Now, Le Constant Bleeder (as the kids in France call this site) is not about collector talk. It comes up now and then, but I don’t fixate on catalog numbers and different pressings and vinyl colors. GBVDB.com is your expert there. I’m just a jerk mouthing off in the street.
But I do like to clear up confusion. I like to clarify the convoluted. Call me a sunbeam that pierces through the darkness.
The FIRST release of the Hold on Hope EP was in March of 2000. CD only. It even came in one of those cool ultra-slim cases common to CD singles at the time. If you want a hard copy of this record, that’s the easiest, cheapest way to get it, as of this writing.
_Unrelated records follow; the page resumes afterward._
PR #22345, opened 2023-03-20
Add Kokkos-kernels recipe.

vincentmr:
Checklist
- [x] Build number is 0.


vincentmr:

.azure-pipelines/azure-pipelines-linux.yml
```diff
@@ -30,115 +30,3 @@ jobs:
 
   - publish: build_artifacts/noarch/
     artifact: conda_pkgs_noarch
-
```
dopplershift, line 33: You should not be making changes to this file.

vincentmr: Hi @dopplershift , if I don't want to build any CUDA backend, should I revert the changes to this file and set some condition in my recipe?

dopplershift: I'm not an expert on the compiled side here, but IIRC the CUDA builds are opt-in. The CI jobs that ran look like the standard ones to me. @conda-forge/help-c-cpp anything to add?

vincentmr: I had the impression it was opt-out, but I think you're right. I've just reverted the changes.

BastianZim:
That looks good to me, thank you!

@leofang Would you mind having a look as well? It's a dependency for Pennylane.

recipes/kokkos-kernels/meta.yaml
```diff
@@ -0,0 +1,60 @@
...
+test:
+  commands:
+  # Lots more CMake files; just checking for one
+    - test -f $PREFIX/lib/cmake/KokkosKernels/KokkosKernelsConfig.cmake  # [unix]
+  # Testing explicitly for all shared libs, but not links
+    - test -f $PREFIX/lib/libkokkoskernels.so  # [linux]
+    - test -f $PREFIX/lib/libkokkoskernels.dylib  # [osx]
+  # There are lots more headers; only test for one.
+    - test -f $PREFIX/include/KokkosKernels_Handle.hpp  # [unix]
+  # There are no binary
```
leofang, line 39: It seems to me one can compile some dummy code against `kokkos-kernels`. How hard is it to come up with one? If we can do a simple compilation test here, it'd be great. You'd be surprised how many issues a naive test like this could catch 🙂

leofang (commented):
Sorry I missed the ping. LGTM overall. Left a few perhaps naive questions, since I don't know Kokkos well enough.

recipes/kokkos-kernels/meta.yaml
```diff
@@ -0,0 +1,60 @@
...
+
+source:
+  url: https://github.com/kokkos/kokkos-kernels/archive/refs/tags/{{ version }}.tar.gz
+  sha256: b2060f5894bdaf7f7d4793b90444fac260460cfa80595afcbcb955518864b446
+
+build:
+  skip: true  # [win]
+  number: 0
+  run_exports:
+    - {{ pin_subpackage('kokkos-kernels') }}
```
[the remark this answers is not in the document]
vincentmr: I'm not 100% sure, but I would say yes.

recipes/kokkos-kernels/meta.yaml
```diff
@@ -0,0 +1,60 @@
...
+
+requirements:
+  build:
+    - cmake >=3.21.1,<4
+    - {{ compiler('cxx') }}
+    - llvm-openmp  # [osx]
+    - libgomp      # [linux]
+    - ninja
+  host:
+    - kokkos
```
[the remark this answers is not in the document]
vincentmr: I guess an analogy might be:

- CUDA => Kokkos
- cuBLAS, cuSPARSE => Kokkos-kernels

There are other Kokkos extensions, like simd-math. As far as I know, they are all tightly coupled and for some the goal is to eventually merge them into the main Kokkos library.

recipes/kokkos-kernels/meta.yaml
vincentmr: I guess we could try building the examples and tests, would that work?

vincentmr: There is an error when compiling the tests, which I have reported [here](https://github.com/kokkos/kokkos-kernels/issues/1791).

Then, about a year later, in spring of 2001, just before the release of a new GBV album, Robert Pollard gave this the vinyl treatment on his independent Fading Captain Series label for a release called Daredevil Stamp Collector: Do the Collapse B-sides. It was mostly the same thing as the Hold on Hope EP, but with two differences. Pollard replaced Ocasek’s “Hold on Hope” with his own lo-fi boombox demo (the best version of the song) and added a GREAT previously unreleased song called “Perfect This Time”. It’s a teen dream overload. I’m talking prom night here. It belongs on the soundtrack of an 80s John Hughes film. I want Molly Ringwald to find true love to this song. Why it’s been banished to obscurity, I have no idea, but that’s just how this bird sings. This piece of limited 12″ blue vinyl is the rarest and most expensive variation.
THEN, in 2009, on Record Store Day, some zombie undead incarnation of the defunct TVT Records reissued the Hold on Hope EP on vinyl. It lacked the great “Hold on Hope” demo and the great “Perfect This Time”, but it tacked on the entire Plugs for the Program EP as a bonus, so hooray for that.
NOW, in 2020, a second Record Store Day reissue is coming out in June (Record Store Day is usually in April, but it’s been postponed for two months this year because of the whole virus thing that you might’ve heard about). I haven’t seen it, but I understand that it’s a 10″, which means it’s probably the original release from way back with none of the extra tracks. If I’m wrong, I’ll edit this entry with the correction.
In the meantime, be safe. Wash your hands every time that you’re around soap and water. Cough into your elbow. I won’t tell you to stay home because there are legions of people who can’t stay home. They have to go out to make ends meet. They have to go out to provide services and deliveries to those who can afford to keep every single person six feet away at all times.
Hold on hope. It’s the last thing that’s holding you.
The song is shitty, but the sentiment rings true.
So sorry to hear about your personal situation, man. Hold on ho- … well, maybe not.
Thanks! I’ll be okay.
Jason, it’s always great to read your pieces. Sorry about your personal problems and I hope life give you a break.
All the best.
Thanks! I’ll be okay. I’m presently in the process of picking up the pieces.